= TASK DETAILS =
Scan the entries below and extract each line with the word "mutating" in it.

(Beginning of SOURCE MATERIAL)

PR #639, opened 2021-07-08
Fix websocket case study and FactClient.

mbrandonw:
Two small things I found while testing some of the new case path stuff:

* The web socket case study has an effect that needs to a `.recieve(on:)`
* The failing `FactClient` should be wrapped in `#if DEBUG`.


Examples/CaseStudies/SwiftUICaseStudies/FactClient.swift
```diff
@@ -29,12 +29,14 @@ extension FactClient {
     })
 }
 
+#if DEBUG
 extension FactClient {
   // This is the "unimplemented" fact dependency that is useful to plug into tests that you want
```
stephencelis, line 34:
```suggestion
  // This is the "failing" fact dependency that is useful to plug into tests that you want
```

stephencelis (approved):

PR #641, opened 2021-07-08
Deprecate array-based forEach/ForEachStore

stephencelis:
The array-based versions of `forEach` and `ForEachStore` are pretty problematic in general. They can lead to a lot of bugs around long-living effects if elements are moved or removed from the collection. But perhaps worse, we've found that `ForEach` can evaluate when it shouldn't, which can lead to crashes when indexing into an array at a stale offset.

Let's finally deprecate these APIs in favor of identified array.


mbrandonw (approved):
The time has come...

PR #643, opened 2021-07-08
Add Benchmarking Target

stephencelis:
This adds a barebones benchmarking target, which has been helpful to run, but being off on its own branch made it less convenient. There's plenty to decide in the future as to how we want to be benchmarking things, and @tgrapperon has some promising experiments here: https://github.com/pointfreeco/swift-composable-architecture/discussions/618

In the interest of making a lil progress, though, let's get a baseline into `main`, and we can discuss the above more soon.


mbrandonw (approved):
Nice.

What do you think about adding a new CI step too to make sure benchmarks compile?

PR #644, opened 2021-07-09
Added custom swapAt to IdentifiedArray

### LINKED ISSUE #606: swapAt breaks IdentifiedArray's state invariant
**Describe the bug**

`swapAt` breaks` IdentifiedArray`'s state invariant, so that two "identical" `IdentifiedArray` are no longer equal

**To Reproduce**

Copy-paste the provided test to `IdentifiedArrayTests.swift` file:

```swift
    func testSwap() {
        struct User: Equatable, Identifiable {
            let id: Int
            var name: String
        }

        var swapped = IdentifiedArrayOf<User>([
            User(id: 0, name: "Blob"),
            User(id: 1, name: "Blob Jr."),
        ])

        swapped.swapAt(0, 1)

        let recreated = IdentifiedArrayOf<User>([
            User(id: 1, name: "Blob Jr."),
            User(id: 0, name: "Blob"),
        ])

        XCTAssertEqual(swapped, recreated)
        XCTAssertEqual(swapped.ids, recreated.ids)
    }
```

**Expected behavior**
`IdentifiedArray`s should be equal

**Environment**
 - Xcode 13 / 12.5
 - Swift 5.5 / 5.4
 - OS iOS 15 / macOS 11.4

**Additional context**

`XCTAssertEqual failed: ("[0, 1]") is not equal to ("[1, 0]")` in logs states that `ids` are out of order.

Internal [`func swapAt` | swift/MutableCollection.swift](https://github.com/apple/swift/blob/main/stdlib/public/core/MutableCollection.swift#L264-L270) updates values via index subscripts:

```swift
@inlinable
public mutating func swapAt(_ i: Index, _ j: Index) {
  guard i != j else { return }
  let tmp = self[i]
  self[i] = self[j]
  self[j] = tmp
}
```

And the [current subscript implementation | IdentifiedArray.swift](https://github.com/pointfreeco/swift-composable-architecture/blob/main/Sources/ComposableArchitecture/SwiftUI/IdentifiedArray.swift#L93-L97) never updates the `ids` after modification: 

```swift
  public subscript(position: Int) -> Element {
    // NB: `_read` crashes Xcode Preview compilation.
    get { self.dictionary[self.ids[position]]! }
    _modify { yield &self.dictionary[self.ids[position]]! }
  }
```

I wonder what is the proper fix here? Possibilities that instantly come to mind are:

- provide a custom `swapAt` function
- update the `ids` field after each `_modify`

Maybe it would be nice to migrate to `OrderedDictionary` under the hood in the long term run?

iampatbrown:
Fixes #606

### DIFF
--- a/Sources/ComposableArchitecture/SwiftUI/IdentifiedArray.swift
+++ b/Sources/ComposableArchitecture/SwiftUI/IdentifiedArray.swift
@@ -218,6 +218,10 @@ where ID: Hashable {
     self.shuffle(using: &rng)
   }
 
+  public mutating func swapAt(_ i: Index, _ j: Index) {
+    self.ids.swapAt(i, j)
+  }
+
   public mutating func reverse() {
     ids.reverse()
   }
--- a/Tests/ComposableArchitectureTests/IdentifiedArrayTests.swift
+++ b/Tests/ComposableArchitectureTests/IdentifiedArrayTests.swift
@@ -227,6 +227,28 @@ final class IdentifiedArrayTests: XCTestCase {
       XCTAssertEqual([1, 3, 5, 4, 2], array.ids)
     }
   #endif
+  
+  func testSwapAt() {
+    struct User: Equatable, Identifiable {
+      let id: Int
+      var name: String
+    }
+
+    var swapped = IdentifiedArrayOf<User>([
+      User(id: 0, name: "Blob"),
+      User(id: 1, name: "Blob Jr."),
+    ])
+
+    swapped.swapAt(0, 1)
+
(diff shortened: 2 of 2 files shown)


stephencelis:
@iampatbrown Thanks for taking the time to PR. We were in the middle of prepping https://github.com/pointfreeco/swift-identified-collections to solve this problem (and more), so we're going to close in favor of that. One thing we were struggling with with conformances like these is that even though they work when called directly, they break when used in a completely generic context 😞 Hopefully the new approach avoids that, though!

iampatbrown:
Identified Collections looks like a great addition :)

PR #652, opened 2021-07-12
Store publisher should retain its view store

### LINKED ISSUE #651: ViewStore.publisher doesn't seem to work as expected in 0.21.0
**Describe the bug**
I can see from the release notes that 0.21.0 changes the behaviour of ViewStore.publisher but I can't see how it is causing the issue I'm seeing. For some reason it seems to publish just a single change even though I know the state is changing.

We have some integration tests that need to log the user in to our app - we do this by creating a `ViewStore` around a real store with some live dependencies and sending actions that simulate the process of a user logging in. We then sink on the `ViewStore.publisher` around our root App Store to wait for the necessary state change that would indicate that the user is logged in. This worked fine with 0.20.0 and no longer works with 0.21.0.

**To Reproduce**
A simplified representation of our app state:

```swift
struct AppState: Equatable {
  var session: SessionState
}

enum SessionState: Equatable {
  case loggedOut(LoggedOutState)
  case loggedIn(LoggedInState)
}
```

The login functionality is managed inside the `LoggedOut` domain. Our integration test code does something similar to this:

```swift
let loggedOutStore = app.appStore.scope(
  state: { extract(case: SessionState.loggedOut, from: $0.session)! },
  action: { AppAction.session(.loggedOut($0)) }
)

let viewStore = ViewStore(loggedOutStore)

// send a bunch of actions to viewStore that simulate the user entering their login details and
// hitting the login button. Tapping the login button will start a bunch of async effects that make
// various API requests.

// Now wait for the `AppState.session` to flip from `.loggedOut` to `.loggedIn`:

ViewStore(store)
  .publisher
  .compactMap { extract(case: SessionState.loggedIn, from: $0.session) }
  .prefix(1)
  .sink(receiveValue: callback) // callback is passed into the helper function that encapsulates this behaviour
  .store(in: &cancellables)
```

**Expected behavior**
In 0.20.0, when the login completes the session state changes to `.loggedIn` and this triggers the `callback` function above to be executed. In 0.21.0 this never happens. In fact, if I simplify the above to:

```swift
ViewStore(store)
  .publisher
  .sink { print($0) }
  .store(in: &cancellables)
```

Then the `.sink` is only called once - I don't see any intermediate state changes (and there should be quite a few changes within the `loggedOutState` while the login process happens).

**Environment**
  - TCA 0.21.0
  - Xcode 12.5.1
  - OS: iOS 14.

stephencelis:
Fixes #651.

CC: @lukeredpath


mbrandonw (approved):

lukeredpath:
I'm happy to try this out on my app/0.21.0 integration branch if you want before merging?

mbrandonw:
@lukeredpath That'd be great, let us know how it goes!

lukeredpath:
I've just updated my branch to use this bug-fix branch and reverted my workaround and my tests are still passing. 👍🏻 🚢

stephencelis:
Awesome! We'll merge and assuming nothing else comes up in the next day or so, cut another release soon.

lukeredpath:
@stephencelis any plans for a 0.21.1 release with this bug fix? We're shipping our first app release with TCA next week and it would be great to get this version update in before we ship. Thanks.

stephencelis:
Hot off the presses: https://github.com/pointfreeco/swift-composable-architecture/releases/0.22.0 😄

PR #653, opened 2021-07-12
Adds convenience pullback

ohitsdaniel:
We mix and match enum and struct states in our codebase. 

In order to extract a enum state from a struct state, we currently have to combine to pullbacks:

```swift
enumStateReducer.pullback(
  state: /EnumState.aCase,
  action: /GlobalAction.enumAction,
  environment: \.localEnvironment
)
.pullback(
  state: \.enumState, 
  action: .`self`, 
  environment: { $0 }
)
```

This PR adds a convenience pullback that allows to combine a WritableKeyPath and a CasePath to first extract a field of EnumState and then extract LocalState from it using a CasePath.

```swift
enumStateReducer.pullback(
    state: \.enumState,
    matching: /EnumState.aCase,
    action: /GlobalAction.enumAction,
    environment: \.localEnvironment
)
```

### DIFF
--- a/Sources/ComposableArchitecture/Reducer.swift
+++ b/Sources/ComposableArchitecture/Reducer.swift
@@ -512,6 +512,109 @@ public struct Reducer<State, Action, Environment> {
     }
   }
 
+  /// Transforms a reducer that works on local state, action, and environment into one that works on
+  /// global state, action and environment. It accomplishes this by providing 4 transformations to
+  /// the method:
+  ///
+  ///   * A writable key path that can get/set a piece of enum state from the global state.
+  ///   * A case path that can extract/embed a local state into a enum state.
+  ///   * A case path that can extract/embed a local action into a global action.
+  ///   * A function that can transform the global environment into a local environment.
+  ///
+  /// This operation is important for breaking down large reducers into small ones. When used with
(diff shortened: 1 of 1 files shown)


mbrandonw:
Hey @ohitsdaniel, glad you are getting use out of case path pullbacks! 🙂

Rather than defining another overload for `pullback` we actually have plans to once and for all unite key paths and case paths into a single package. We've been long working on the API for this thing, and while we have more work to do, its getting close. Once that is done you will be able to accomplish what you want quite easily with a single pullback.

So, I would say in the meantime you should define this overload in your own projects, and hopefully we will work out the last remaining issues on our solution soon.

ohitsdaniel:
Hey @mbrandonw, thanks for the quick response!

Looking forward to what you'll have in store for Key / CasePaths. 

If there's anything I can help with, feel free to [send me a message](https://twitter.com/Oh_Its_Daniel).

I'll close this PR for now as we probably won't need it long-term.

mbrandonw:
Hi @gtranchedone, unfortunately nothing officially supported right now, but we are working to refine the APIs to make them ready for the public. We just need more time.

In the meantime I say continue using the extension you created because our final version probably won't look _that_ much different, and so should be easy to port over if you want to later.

(End of SOURCE MATERIAL)

= OUTPUT BELOW =
public mutating func swapAt(_ i: Index, _ j: Index) {
+  public mutating func swapAt(_ i: Index, _ j: Index) {
   public mutating func reverse() {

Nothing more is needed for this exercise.